What makes someone buy a ticket to go and see a play?

A question with no substantive answer. It's all guess work unless you focus the question personally. The difficulty lies in that artists are simply not like civilians. Our reasons for buying the ticket and seeing the play will almost never be in line with the rationale of the 'regular' person.

Is your audience different from someone else's?

I think this depends on the specific piece produced.

Right now, in Chicago, the Chopin Theatre is producing Tango by S.Mrozek which, from my understanding, is considered the Polish Death of a Salesman. The consequence has been that their audience has been both packed and predominantly Polish. In this case, their audience is different than the audience of Wicked.

How does a contemporary individual "see" a play, as opposed to an individual whelped on radio?

Honestly, I have no clue.

Do you think of the audience when you write or direct or act?

I direct for myself. I am the only person I can rely upon for an honest reaction - as a director, I look to make sure the end product is something I would spend time and money seeing - anything apart from that becomes empty speculation. The same can be said as a writer.

Likewise, as an actor, my performance is focused on pleasing the director, not the audience. If my performance is in line with the director's vision and the director has enough insight and is a part of the community that sees the play, all is well.

Do you actually like "the audience" and "the crowd?"

Depends on the show. When we (WNEP Theater) produce something a bit more on the side of 'difficult' or 'provocative', I generally love those crowds. When we produce shows with a more directly populist appeal, I find that the crowd is a bit alien to me - that they're not people I fit in with.

I'm not sure the term 'like' fits my perspective - I don't like most people (especially in crowds).

I hear a lot of talk about shaking up the crowd, etc. It sometimes feels like we view art as a cure to some sickness "the audience" suffers from.
Is the artist intended to impose his imagination on the spectators, or inspire the imagination of the spectators?


I believe the best work out there accomplishes both ends - one the one hand, providing the audience with a worldview that is unlike anything they imagined on their own and on the other hand inspiring them to expand their worldview on their own.

THE ARTIST SAYS: "Here is a way of looking at the world. Do you see it?"
THE AUDIENCE RESPONDS: "I didn't before now, but I will from now on."

What is the difference between "the audience" and "the spectators?"
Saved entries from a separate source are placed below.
PR #1772, opened 2020-10-05
Put EnableInjectionOrDie back on the main path

n3wscott:
Supersedes https://github.com/knative/pkg/pull/1757
Reverts https://github.com/knative/pkg/pull/1767

### DIFF
--- a/injection/config.go
+++ b/injection/config.go
@@ -19,13 +19,14 @@ package injection
 import (
 	"errors"
 	"flag"
-	"k8s.io/client-go/rest"
-	"k8s.io/client-go/tools/clientcmd"
-	"k8s.io/klog"
 	"log"
 	"os"
 	"os/user"
 	"path/filepath"
+
+	"k8s.io/client-go/rest"
+	"k8s.io/client-go/tools/clientcmd"
+	"k8s.io/klog"
 )
 
 // ParseAndGetRestConfigOrDie parses the rest config flags and creates a client or
--- a/injection/config.go
+++ b/injection/config.go
@@ -43,7 +43,7 @@ func ParseAndGetRestConfigOrDie() *rest.Config {
 
 	cfg, err := GetRestConfig(*serverURL, *kubeconfig)
 	if err != nil {
-		log.Fatalf("Error building kubeconfig: %v", err)
+		log.Fatal("Error building kubeconfig: ", err)
 	}
 
 	return cfg
--- a/injection/config.go
+++ b/injection/config.go
@@ -1,0 +1,88 @@
+/*
+Copyright 2020 The Knative Authors
+
+Licensed under the Apache License, Version 2.0 (the "License");
+you may not use this file except in compliance with the License.
+You may obtain a copy of the License at
+
+    http://www.apache.org/licenses/LICENSE-2.0
+
+Unless required by applicable law or agreed to in writing, software
+distributed under the License is distributed on an "AS IS" BASIS,
+WITHOUT WARRANTIES OR CONDITIONS OF ANY KIND, either express or implied.
+See the License for the specific language governing permissions and
+limitations under the License.
+*/
+
+package injection
+
+import (
+	"errors"
+	"flag"
+	"k8s.io/client-go/rest"
+	"k8s.io/client-go/tools/clientcmd"
+	"k8s.io/klog"
+	"log"
+	"os"
+	"os/user"
+	"path/filepath"
+)
+
+// ParseAndGetRestConfigOrDie parses the rest config flags and creates a client or
+// dies by calling log.Fatalf.
+func ParseAndGetRestConfigOrDie() *rest.Config {
+	var (
+		serverURL = flag.String("server", "",
+			"The address of the Kubernetes API server. Overrides any value in kubeconfig. Only required if out-of-cluster.")
+		kubeconfig = flag.String("kubeconfig", "",
+			"Path to a kubeconfig. Only required if out-of-cluster.")
+	)
+	klog.InitFlags(flag.CommandLine)
+	flag.Parse()
+
+	cfg, err := GetRestConfig(*serverURL, *kubeconfig)
+	if err != nil {
+		log.Fatalf("Error building kubeconfig: %v", err)
+	}
+
+	return cfg
+}
+
+// GetConfig returns a rest.Config to be used for kubernetes client creation.
+// It does so in the following order:
+//   1. Use the passed kubeconfig/serverURL.
+//   2. Fallback to the KUBECONFIG environment variable.
+//   3. Fallback to in-cluster config.
+//   4. Fallback to the ~/.kube/config.
+func GetRestConfig(serverURL, kubeconfig string) (*rest.Config, error) {
+	if kubeconfig == "" {
+		kubeconfig = os.Getenv("KUBECONFIG")
+	}
+
+	// We produce configs a bunch of ways, this gives us a single place
+	// to "decorate" them with common useful things (e.g. for debugging)
+	decorate := func(cfg *rest.Config) *rest.Config {
+		return cfg
+	}
+
+	// If we have an explicit indication of where the kubernetes config lives, read that.
+	if kubeconfig != "" {
+		c, err := clientcmd.BuildConfigFromFlags(serverURL, kubeconfig)
+		if err != nil {
+			return nil, err
+		}
+		return decorate(c), nil
+	}
+	// If not, try the in-cluster config.
+	if c, err := rest.InClusterConfig(); err == nil {
+		return decorate(c), nil
+	}
+	// If no in-cluster config, try the default location in the user's home directory.
+	if usr, err := user.Current(); err == nil {
+		if c, err := clientcmd.BuildConfigFromFlags("", filepath.Join(usr.HomeDir, ".kube", "config")); err == nil {
+			return decorate(c), nil
+		}
+	}
+
+	return nil, errors.New("could not create a valid kubeconfig")
+}
--- a/injection/config.go
+++ b/injection/config.go
@@ -29,9 +29,9 @@ import (
 	"k8s.io/klog"
 )
 
-// ParseAndGetKubeconfigOrDie parses the rest config flags and creates a client or
+// ParseAndGetRESTConfigOrDie parses the rest config flags and creates a client or
 // dies by calling log.Fatalf.
-func ParseAndGetKubeconfigOrDie() *rest.Config {
+func ParseAndGetRESTConfigOrDie() *rest.Config {
 	var (
 		serverURL = flag.String("server", "",
 			"The address of the Kubernetes API server. Overrides any value in kubeconfig. Only required if out-of-cluster.")
@@ -41,7 +41,7 @@ func ParseAndGetKubeconfigOrDie() *rest.Config {
 	klog.InitFlags(flag.CommandLine)
 	flag.Parse()
 
-	cfg, err := GetKubeconfig(*serverURL, *kubeconfig)
+	cfg, err := GetRESTConfig(*serverURL, *kubeconfig)
 	if err != nil {
 		log.Fatal("Error building kubeconfig: ", err)
 	}
@@ -49,13 +49,13 @@ func ParseAndGetKubeconfigOrDie() *rest.Config {
 	return cfg
 }
 
-// GetKubeconfig returns a rest.Config to be used for kubernetes client creation.
+// GetRESTConfig returns a rest.Config to be used for kubernetes client creation.
 // It does so in the following order:
 //   1. Use the passed kubeconfig/serverURL.
 //   2. Fallback to the KUBECONFIG environment variable.
 //   3. Fallback to in-cluster config.
 //   4. Fallback to the ~/.kube/config.
-func GetKubeconfig(serverURL, kubeconfig string) (*rest.Config, error) {
+func GetRESTConfig(serverURL, kubeconfig string) (*rest.Config, error) {
 	if kubeconfig == "" {
 		kubeconfig = os.Getenv("KUBECONFIG")
 	}
--- a/injection/config.go
+++ b/injection/config.go
@@ -29,9 +29,9 @@ import (
 	"k8s.io/klog"
 )
 
-// ParseAndGetRestConfigOrDie parses the rest config flags and creates a client or
+// ParseAndGetKubeconfigOrDie parses the rest config flags and creates a client or
 // dies by calling log.Fatalf.
-func ParseAndGetRestConfigOrDie() *rest.Config {
+func ParseAndGetKubeconfigOrDie() *rest.Config {
 	var (
 		serverURL = flag.String("server", "",
 			"The address of the Kubernetes API server. Overrides any value in kubeconfig. Only required if out-of-cluster.")
@@ -41,7 +41,7 @@ func ParseAndGetRestConfigOrDie() *rest.Config {
 	klog.InitFlags(flag.CommandLine)
 	flag.Parse()
 
-	cfg, err := GetRestConfig(*serverURL, *kubeconfig)
+	cfg, err := GetKubeconfig(*serverURL, *kubeconfig)
 	if err != nil {
 		log.Fatal("Error building kubeconfig: ", err)
 	}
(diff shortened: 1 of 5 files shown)


injection/sharedmain/main.go
```diff
@@ -127,6 +127,32 @@ func GetLeaderElectionConfig(ctx context.Context) (*leaderelection.Config, error
...
+
+func getInformerStartChanTimeout(ctx context.Context) (<-chan struct{}, time.Duration) {
+	timeout := defaultStartInformerDelayTime
+	tuntyped := ctx.Value(informerStartTimeoutKey{})
+	if tuntyped != nil {
+		timeout = tuntyped.(time.Duration)
+	}
+
+	untyped := ctx.Value(informerStartChanKey{})
+	if untyped == nil {
```
vagababov, line 150: given return is `interface{}` this might not always work.
https://medium.com/@mangatmodi/go-check-nil-interface-the-right-way-d142776edef1

n3wscott: thanks

zhongduo:
Hi @n3wscott,

I think this PR needs some discussion. I understand you are trying to avoid changing the function signature to maintain compatibility, but I believe API compatibility also includes underlying logic too and this PR changes the logic considerably IMO. If I understand correctly, with this PR:
1. For users other than shared_main, the informer start with be delayed for 5 seconds.
2. For shared_main, it chooses to start the informer after 5 seconds or after controller setup, whichever comes first.

For 1, though I know the timeout is configurable, I do believe most users won't notice this change until they encounter a problem. I am afraid that we are making the issue harder to reproduce to most users and the magic 5 seconds can cause some unexpected problems. Eg, in some case if the controller setup takes about 5 seconds for whatever reason, they will experience some flakiness depending on the actual runtime > 5s or < 5s. So to me it is not much different from the original logic, which starts the informer immediately.

For 2 or any other users that are aware of this problem and decide to start it manually, they can easily just use existing code without this PR. If we want to keep API and at the same time avoid duplicate code, here is what I would suggest:
a) Break the existing `EnableInjectionOrDie` to two parts: `BeforeStartInformer` and `StartInfomer`
b) Rewrite `EnableInjectionOrDie` to `BeforeStartInformer + go StartInformer`, which is same logic as the original `EnableInjectionOrDie`.
c) For shared_main or any users that want to start manually, we can do: `BeforeStartInformer` + do sth + `StartInformer`

Thanks,
Jimmy

zhongduo:
I have updated #1757 with this idea, which will keep API compatibility, could you please see if that can be an alternative solution too?

injection/config.go
```diff
@@ -0,0 +1,88 @@
...
+*/
+
+package injection
+
+import (
+	"errors"
+	"flag"
+	"k8s.io/client-go/rest"
+	"k8s.io/client-go/tools/clientcmd"
+	"k8s.io/klog"
```
mattmoor, line 24: Format Go code:
```suggestion

```

injection/config.go
```diff
@@ -0,0 +1,88 @@
...
+	"log"
+	"os"
+	"os/user"
+	"path/filepath"
```
mattmoor, line 28: Format Go code:
```suggestion
	"path/filepath"

	"k8s.io/client-go/rest"
	"k8s.io/client-go/tools/clientcmd"
	"k8s.io/klog"
```

injection/context.go
```diff
@@ -18,7 +18,6 @@ package injection
 
 import (
 	"context"
```
mattmoor, line 20: Format Go code:
```suggestion
	"context"

```

injection/injection.go
```diff
@@ -0,0 +1,57 @@
...
+distributed under the License is distributed on an "AS IS" BASIS,
+WITHOUT WARRANTIES OR CONDITIONS OF ANY KIND, either express or implied.
+See the License for the specific language governing permissions and
+limitations under the License.
+*/
+
+package injection
+
+import (
+	"context"
```
mattmoor, line 20: Format Go code:
```suggestion
	"context"

```

leaderelection/chaosduck/main.go
```diff
@@ -23,6 +23,7 @@ import (
 	"context"
 	"errors"
 	"flag"
+	"knative.dev/pkg/injection"
```
mattmoor, line 26: Format Go code:
```suggestion

```

leaderelection/chaosduck/main.go
```diff
@@ -23,6 +23,7 @@ import (
...
 	"log"
 	"strings"
 	"time"
```
mattmoor, line 29: Format Go code:
```suggestion
	"time"

	"knative.dev/pkg/injection"
```

mattmoor (commented):
Produced via:

injection/config.go
mattmoor, line 24: Format Go code:
```suggestion

```

injection/config.go
mattmoor, line 28: Format Go code:
```suggestion
	"path/filepath"

	"k8s.io/client-go/rest"
	"k8s.io/client-go/tools/clientcmd"
	"k8s.io/klog"
```

injection/context.go
mattmoor, line 20: Format Go code:
```suggestion
	"context"

```

injection/injection.go
mattmoor, line 20: Format Go code:
```suggestion
	"context"

```

leaderelection/chaosduck/main.go
mattmoor, line 26: Format Go code:
```suggestion

```

leaderelection/chaosduck/main.go
mattmoor, line 29: Format Go code:
```suggestion
	"time"

	"knative.dev/pkg/injection"
```

mattmoor (commented):
Produced via:

n3wscott:
> Hi @n3wscott,
> 
> I think this PR needs some discussion. I understand you are trying to avoid changing the function signature to maintain compatibility, but I believe API compatibility also includes underlying logic too and this PR changes the logic considerably IMO. If I understand correctly, with this PR:
> 
> 1. For users other than shared_main, the informer start with be delayed for 5 seconds.
> 2. For shared_main, it chooses to start the informer after 5 seconds or after controller setup, whichever comes first.
> 
> For 1, though I know the timeout is configurable, I do believe most users won't notice this change until they encounter a problem. I am afraid that we are making the issue harder to reproduce to most users and the magic 5 seconds can cause some unexpected problems. Eg, in some case if the controller setup takes about 5 seconds for whatever reason, they will experience some flakiness depending on the actual runtime > 5s or < 5s. Another possible problem is that some logic might be assuming informer start at that time, and this delay start will be quite difficult to debug. So to me it is not much different from the original logic, which starts the informer immediately.
> 
> For 2 or any other users that are aware of this problem and decide to start it manually, they can easily just use existing code without this PR. If we want to keep API and at the same time avoid duplicate code, here is what I would suggest:
> a) Break the existing `EnableInjectionOrDie` to two parts: `BeforeStartInformer` and `StartInfomer`
> b) Rewrite `EnableInjectionOrDie` to `BeforeStartInformer + go StartInformer`, which is same logic as the original `EnableInjectionOrDie`.
> c) For shared_main or any users that want to start manually, we can do: `BeforeStartInformer` + do sth + `StartInformer`
> 
> Thanks,
> Jimmy

Thanks for the thoughtful response. I agree that the timeout was strange. I have moved the `EnableInjectionOrDie`, and changed the signature, it now returns back a callback the caller should call if it wants to start the informers. It is basically `BeforeStartInformer` + do sth + `StartInformer` except wrapped up in one call with a callback. I think the naming of `BeforeStartInformer` and `StartInformer` is strange and calling `StartInformer` alone will cause issues.

Using a callback means the caller can not have access to start informers out of order.

injection/sharedmain/main.go
```diff
@@ -148,21 +150,19 @@ func EnableInjectionOrDie(ctx context.Context, cfg *rest.Config) context.Context
 
 	ctx, informers := injection.Default.SetupInformers(ctx, cfg)
 
-	// Start the injection clients and informers.
-	logging.FromContext(ctx).Info("Starting informers...")
-	go func(ctx context.Context) {
+	go func() {
```
zhongduo, line 153: Do we really need this go function? I think it is safer to let it finishes.

injection/injection.go
```diff
@@ -0,0 +1,58 @@
...
+	"knative.dev/pkg/logging"
+	"knative.dev/pkg/signals"
+
+	"k8s.io/client-go/rest"
+)
+
+// EnableInjectionOrDie enables Knative Injection and starts the informers.
+// Both Context and Config are optional. Returns context with rest config set
+// and a function to start the informers after watches have been set up.
+func EnableInjectionOrDie(ctx context.Context, cfg *rest.Config) (context.Context, func()) {
```
zhongduo, line 33: This makes sense to me, though the name is a little bit confusing as the original `EnableInjectionOrDie` is exported too.

n3wscott:
> I have updated #1757 with this idea, which will keep API compatibility, could you please see if that can be an alternative solution too?

How do you like this way?

leaderelection/chaosduck/main.go
```diff
@@ -116,8 +117,7 @@ func quack(ctx context.Context, kc kubernetes.Interface, component string, leade
 }
 
 func main() {
-	ctx := signals.NewContext()
-	ctx = sharedmain.EnableInjectionOrDie(ctx, nil)
+	ctx, _ := injection.EnableInjectionOrDie(signals.NewContext(), nil)
```
zhongduo, line 120: If we have to do this, that means we are really trying to avoid calling the original function. I would recommend to have a roadmap to deprecate the original function.

n3wscott: It is marked deprecated and documented redirected to the new one version.

injection/injection.go
n3wscott: yeah, that is intended, the original one is in a different package and marked deprecated.

injection/sharedmain/main.go
n3wscott: This will be deleted asap after knative rolls to the new one, shared main now calls down to the new version. this method is not changed and is legacy.

leaderelection/chaosduck/main.go
zhongduo: That's awesome. Is this on purpose not to call the start function here? Note that the original logic will have informers started here.

injection/injection.go
```diff
@@ -0,0 +1,58 @@
...
+
+	"go.uber.org/zap"
+	"knative.dev/pkg/controller"
+	"knative.dev/pkg/logging"
+	"knative.dev/pkg/signals"
+
+	"k8s.io/client-go/rest"
+)
+
+// EnableInjectionOrDie enables Knative Injection and starts the informers.
```
zhongduo, line 30: Remove `starts the informers`.

injection/sharedmain/main.go
zhongduo: My original question is about using go func or not in the old function, but I guess the whole function will be removed anyway.

zhongduo:
> > Hi @n3wscott,
> > I think this PR needs some discussion. I understand you are trying to avoid changing the function signature to maintain compatibility, but I believe API compatibility also includes underlying logic too and this PR changes the logic considerably IMO. If I understand correctly, with this PR:
> > 
> > 1. For users other than shared_main, the informer start with be delayed for 5 seconds.
> > 2. For shared_main, it chooses to start the informer after 5 seconds or after controller setup, whichever comes first.
> > 
> > For 1, though I know the timeout is configurable, I do believe most users won't notice this change until they encounter a problem. I am afraid that we are making the issue harder to reproduce to most users and the magic 5 seconds can cause some unexpected problems. Eg, in some case if the controller setup takes about 5 seconds for whatever reason, they will experience some flakiness depending on the actual runtime > 5s or < 5s. Another possible problem is that some logic might be assuming informer start at that time, and this delay start will be quite difficult to debug. So to me it is not much different from the original logic, which starts the informer immediately.
> > For 2 or any other users that are aware of this problem and decide to start it manually, they can easily just use existing code without this PR. If we want to keep API and at the same time avoid duplicate code, here is what I would suggest:
> > a) Break the existing `EnableInjectionOrDie` to two parts: `BeforeStartInformer` and `StartInfomer`
> > b) Rewrite `EnableInjectionOrDie` to `BeforeStartInformer + go StartInformer`, which is same logic as the original `EnableInjectionOrDie`.
> > c) For shared_main or any users that want to start manually, we can do: `BeforeStartInformer` + do sth + `StartInformer`
> > Thanks,
> > Jimmy
> 
> Thanks for the thoughtful response. I agree that the timeout was strange. I have moved the `EnableInjectionOrDie`, and changed the signature, it now returns back a callback the caller should call if it wants to start the informers. It is basically `BeforeStartInformer` + do sth + `StartInformer` except wrapped up in one call with a callback. I think the naming of `BeforeStartInformer` and `StartInformer` is strange and calling `StartInformer` alone will cause issues.
> 
> Using a callback means the caller can not have access to start informers out of order.

The naming is just for illustration purpose only. :)

injection/injection.go
n3wscott: Updated.

leaderelection/chaosduck/main.go
zhongduo: I think this might skip your attention. Otherwise LGTM.

n3wscott: I checked and the duck does not use informers so it is not needed.

n3wscott:
flakes: https://github.com/knative/pkg/issues/1779

n3wscott:
g2g?

/cc @mattmoor

leaderelection/chaosduck/main.go
zhongduo: Thanks for checking.

injection/config.go
```diff
@@ -0,0 +1,89 @@
...
+
+	"k8s.io/client-go/rest"
+	"k8s.io/client-go/tools/clientcmd"
+	"k8s.io/klog"
+)
+
+// ParseAndGetRestConfigOrDie parses the rest config flags and creates a client or
+// dies by calling log.Fatalf.
+func ParseAndGetRestConfigOrDie() *rest.Config {
```
mattmoor, line 34: nit: REST

injection/config.go
```diff
@@ -0,0 +1,89 @@
...
+	return cfg
+}
+
+// GetConfig returns a rest.Config to be used for kubernetes client creation.
+// It does so in the following order:
+//   1. Use the passed kubeconfig/serverURL.
+//   2. Fallback to the KUBECONFIG environment variable.
+//   3. Fallback to in-cluster config.
+//   4. Fallback to the ~/.kube/config.
+func GetRestConfig(serverURL, kubeconfig string) (*rest.Config, error) {
```
mattmoor, line 58: nit: REST

injection/config.go
```diff
@@ -0,0 +1,89 @@
...
+	if kubeconfig == "" {
+		kubeconfig = os.Getenv("KUBECONFIG")
+	}
+
+	// We produce configs a bunch of ways, this gives us a single place
+	// to "decorate" them with common useful things (e.g. for debugging)
+	decorate := func(cfg *rest.Config) *rest.Config {
+		return cfg
+	}
```
mattmoor, line 67: I don't understand what this is for...

n3wscott: looks like OG debug. Deleted.

injection/config.go
n3wscott: ick, how about GetKubeconfig

mattmoor: it is getting a `rest.Config`...

injection/sharedmain/main.go
```diff
@@ -129,12 +130,13 @@ func GetLeaderElectionConfig(ctx context.Context) (*leaderelection.Config, error
 
 // EnableInjectionOrDie enables Knative Injection and starts the informers.
 // Both Context and Config are optional.
+// Deprecated: use injection.EnableInjectionOrDie
```
mattmoor, line 133: Should we change this method to:
```
   ctx, si := injection.EnableInjectionOrDie(ctx, cfg)
   go si()
   return ctx
```

injection/sharedmain/main.go
```diff
@@ -63,6 +63,7 @@ import (
 //   2. Fallback to the KUBECONFIG environment variable.
 //   3. Fallback to in-cluster config.
 //   4. Fallback to the ~/.kube/config.
+// Deprecated: use injection.GetRESTConfig
```
mattmoor, line 66: Should this call the other method?

n3wscott: good idea.

injection/sharedmain/main.go
n3wscott: yes, good idea!

mattmoor (commented):
/lgtm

Spectators contribute nothing to the process. An audience for a film is comprised of spectators because their reaction has no influence on the piece and it's performance. An audience is a part of the conversation and will subtlely change the tone of the individual performances throughout the performance of the piece.

I believe that the focus on creating 'hits' and performing in huge auditoriums denies the essence of theater. As soon as a play loses the intimacy required to hold a two-way conversation with the audience, it loses the one thing that genuinely separates theater from all other artistic pursuits.